An important consideration for the therapeutic applications of PNAs is the duration of the antisense effect. The behavioral changes reported by Tyler et al. were short-lived (i.e., 48 hours), as were the antigene effects of directly injected PNA to the brain, which showed only a transient dip in transcription. Transient changes in gene expression may be useful in animal "knock-down" models, but clearly PNA gene therapy is still a long way from the clinic.

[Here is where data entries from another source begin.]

PR #141, opened 2022-05-26
FIX tiny images in asset view

twrichards:
...by removing redundant wrapper around `PayloadDisplay` in `AssetView` (missed in https://github.com/guardian/pinboard/pull/137) 

### ALSO 
- ensure ChatTab is selected when there is a 'payload to be sent' added (since it cannot be sent from the Asset tab)
- ensure ChatTab is selected when switching between pinboards, so that nobody accidentally misses messages because they're stuck in the AssetTab

### DIFF
--- a/client/src/globalState.tsx
+++ b/client/src/globalState.tsx
@@ -112,6 +112,10 @@ export const GlobalStateProvider: React.FC<GlobalStateProviderProps> = ({
 }) => {
   const [activeTab, setActiveTab] = useState<Tab>(ChatTab);
 
+  useEffect(() => {
+    payloadToBeSent && setActiveTab(ChatTab);
+  }, [payloadToBeSent]);
+
   const [getPreselectedPinboard, preselectedPinboardQuery] = useLazyQuery(
     gqlGetPinboardByComposerId
   );
--- a/client/src/assetView.tsx
+++ b/client/src/assetView.tsx
@@ -60,20 +60,10 @@ export const AssetView: React.FC<AssetView> = ({
       `}
     >
       {payloadsMap.map((payloadAndType) => (
-        <div
+        <PayloadDisplay
           key={payloadAndType.payload.embeddableUrl}
-          css={css`
-            margin: ${space[1]}px;
-            border: 1px solid ${neutral[86]};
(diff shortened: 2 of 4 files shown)


client/src/globalState.tsx
```diff
@@ -328,7 +328,7 @@ export const GlobalStateProvider: React.FC<GlobalStateProviderProps> = ({
     userEmail,
     userLookup,
 
-    activeTab,
+    activeTab: payloadToBeSent ? ChatTab : activeTab,
```
andrew-nowak, line 331: I don't like this, this stops you switching tabs entirely when you have a payload ready to send without any ui feedback. I think it'd be better to set the chat as the active tab when a payload is added but after that allow the user to switch back and forth as they want.

andrew-nowak, line 331: I don't like this, this stops you switching tabs entirely when you have a payload ready to send without any ui feedback. I think it'd be better to set the chat as the active tab when a payload is added but after that allow the user to switch back and forth as they want.

twrichards: yeah good point, I've replaced with a `useEffect` which is dependent on `payloadToBeSent` which should have the behaviour you suggested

The results of Tyler et al. indicate just how far PNA delivery approaches have come. While early studies suggested that PNAs are unable to efficiently permeate cell membranes and penetrate into the cytoplasm and nucleus, subsequent work has indicated that naked PNAs can be taken up by cells in vitro8 and that uptake can be significantly enhanced by incorporating membrane-penetrating signal sequences9, or by conjugating antireceptor antibodies that facilitate endocytosis. More recent studies have shown that specially modified PNAs can cross the BBB in significant amounts10 and that PNAs injected intrathecally can mediate antisense effects in vivo11. The data of Tyler et al. now suggest that naked antisense PNAs can reach the brain, even when injected at a location remote from the target site.

In a way, it seems fitting that these PNA hybrids of peptides and nucleic acids are performing so promisingly. We can't help wondering whether Pauling, when he first perceived the alpha helical structure of proteins, paving the way to the discovery of DNA's helical structure, could have imagined the conjoining of these two molecules for the purpose of curing human ailments.